### Task brief
The records that follow are to be reproduced verbatim.

[Source information Boundary: Start]

Issue #5904, opened 2021-05-11
Default notebook images don't start server or fail to connect kernel


cc-gb2:
Hi, I've been trying to use jupyter notebooks on an AWS Kubeflow cluster, however the default images either report no-healthy upstream (the tensorflow-2.1 images) or the kernel can't connect (the tensorflow-1.15). As these are the default images, I'd expect them all to work.

DavidSpek:
This is usually a browser problem, can you please try restarting your browser or using a different browser?

jbottum:
/kind question
/area jupyter
priority p2

cc-gb2:
Sorry to reopen this, this doesn't work. I've tried on both Chrome and Firefox. How can I debug this?

DavidSpek:
Do you see any errors in the developer console of the browser? You’ll need to open the console and then refresh the page.

DavidSpek:
@cc-gb2 Could you try one of the new notebook images, ass the ones you are using are very outdated. The equivalent image to what your using now would be: public.ecr.aws/j1r0q0g6/notebooks/notebook-servers/jupyter-tensorflow-full:v1.3.0-rc.1

cc-gb2:
Ah yes so I've have the issue with the websocket you mention in the PR. I'd rather not screenshot it just for security, but it's along the lines of
`ws://<kubeflow-ip>...elb.amazon.com/...<notebook-url>/api/kernals/<example hash>/channels?session_id:<more_hash> faile`

DavidSpek:
@cc-gb2 Could you possibly screenshot just the browser console error so we have it on record? Or copy the full output and remove the URL. Also, could you provide details about what OS and version you are using, along with which browser and the version of the browser (and any other browser you tried). That would help a lot for us to be able to pinpoint what could be causing the problem. Given the error is happening in the browser I don't think it is a Kubeflow or Istio problem, but it still is something we should investigate and try and figure out.

cc-gb2:
This is a screenshot with chrome Ubuntu 18.04 Chromium Version 90.0.4430.212 (Official Build) snap (64-bit)
![image](https://user-images.githubusercontent.com/83974855/119711233-3117af00-be57-11eb-85ad-e930d9626614.png)
=

From firefox 88.0.1: 
![image](https://user-images.githubusercontent.com/83974855/119711951-ffebae80-be57-11eb-837b-df32521a2d4d.png)

vvnpan:
[...]

PR #5920, opened 2021-05-15
Notebook servers: Add explanation about kernel not connecting

DavidSpek:
Closes: https://github.com/kubeflow/kubeflow/issues/5904

There is a common but sporadic problem where the kernel in JupyterLab is stuck in a `connecting` state (see https://github.com/kubeflow/kubeflow/issues/5904). This problem is not related to Kubeflow, but rather originates in the user's browser. It can be identified by looking in the browser logs in the developer tools where there will be errors related to problems connecting to the websocket. The fix for this is restarting the browser (refreshing usually doesn't work) or (temporarily) using a different browser if the current one cannot be restarted. This PR adds a common problems and solutions sections to the notebook image README that explains this issue and the solution.

/cc @thesuperzapper

### DIFF
--- a/components/example-notebook-servers/README.md
+++ b/components/example-notebook-servers/README.md
@@ -1,9 +1,9 @@
+# Example Notebook Servers
+
 > 🛑️️ These server images are provided as __examples only__ and are supported on a best-effort basis.
 > Contributions are greatly appreciated.
 
-# Example Notebook Servers
-
-## Overview:
+## Overview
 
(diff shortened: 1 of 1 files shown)


thesuperzapper:
@DavidSpek is there a string of text or error which is thrown when this error occurs?

If so, we should put it in the doc, so google will help relate these docs to the solution.

DavidSpek:
You only see the error in the developer console in the browser, and as I haven't had it happen recently I haven't been able to copy the actual error message. But the error states there is a problem connecting with the websocket.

[Source information Boundary: End]

### Task response
Issue #5904, opened 2021-05-11
Default notebook images don't start server or fail to connect kernel


cc-gb2:
Hi, I've been trying to use jupyter notebooks on an AWS Kubeflow cluster, however the default images either report no-healthy upstream (the tensorflow-2.1 images) or the kernel can't connect (the tensorflow-1.15). As these are the default images, I'd expect them all to work.

DavidSpek:
This is usually a browser problem, can you please try restarting your browser or using a different browser?

jbottum:
/kind question
/area jupyter
priority p2

cc-gb2:
Sorry to reopen this, this doesn't work. I've tried on both Chrome and Firefox. How can I debug this?

DavidSpek:
Do you see any errors in the developer console of the browser? You’ll need to open the console and then refresh the page.

DavidSpek:
@cc-gb2 Could you try one of the new notebook images, ass the ones you are using are very outdated. The equivalent image to what your using now would be: public.ecr.aws/j1r0q0g6/notebooks/notebook-servers/jupyter-tensorflow-full:v1.3.0-rc.1

cc-gb2:
Ah yes so I've have the issue with the websocket you mention in the PR. I'd rather not screenshot it just for security, but it's along the lines of
`ws://<kubeflow-ip>...elb.amazon.com/...<notebook-url>/api/kernals/<example hash>/channels?session_id:<more_hash> faile`

DavidSpek:
@cc-gb2 Could you possibly screenshot just the browser console error so we have it on record? Or copy the full output and remove the URL. Also, could you provide details about what OS and version you are using, along with which browser and the version of the browser (and any other browser you tried). That would help a lot for us to be able to pinpoint what could be causing the problem. Given the error is happening in the browser I don't think it is a Kubeflow or Istio problem, but it still is something we should investigate and try and figure out.

cc-gb2:
This is a screenshot with chrome Ubuntu 18.04 Chromium Version 90.0.4430.212 (Official Build) snap (64-bit)
![image](https://user-images.githubusercontent.com/83974855/119711233-3117af00-be57-11eb-85ad-e930d9626614.png)
=

From firefox 88.0.1: 
![image](https://user-images.githubusercontent.com/83974855/119711951-ffebae80-be57-11eb-837b-df32521a2d4d.png)

vvnpan:
[...]

PR #5920, opened 2021-05-15
Notebook servers: Add explanation about kernel not connecting

DavidSpek:
Closes: https://github.com/kubeflow/kubeflow/issues/5904

There is a common but sporadic problem where the kernel in JupyterLab is stuck in a `connecting` state (see https://github.com/kubeflow/kubeflow/issues/5904). This problem is not related to Kubeflow, but rather originates in the user's browser. It can be identified by looking in the browser logs in the developer tools where there will be errors related to problems connecting to the websocket. The fix for this is restarting the browser (refreshing usually doesn't work) or (temporarily) using a different browser if the current one cannot be restarted. This PR adds a common problems and solutions sections to the notebook image README that explains this issue and the solution.

/cc @thesuperzapper

### DIFF
--- a/components/example-notebook-servers/README.md
+++ b/components/example-notebook-servers/README.md
@@ -1,9 +1,9 @@
+# Example Notebook Servers
+
 > 🛑️️ These server images are provided as __examples only__ and are supported on a best-effort basis.
 > Contributions are greatly appreciated.
 
-# Example Notebook Servers
-
-## Overview:
+## Overview
 
(diff shortened: 1 of 1 files shown)


thesuperzapper:
@DavidSpek is there a string of text or error which is thrown when this error occurs?

If so, we should put it in the doc, so google will help relate these docs to the solution.

DavidSpek:
You only see the error in the developer console in the browser, and as I haven't had it happen recently I haven't been able to copy the actual error message. But the error states there is a problem connecting with the websocket.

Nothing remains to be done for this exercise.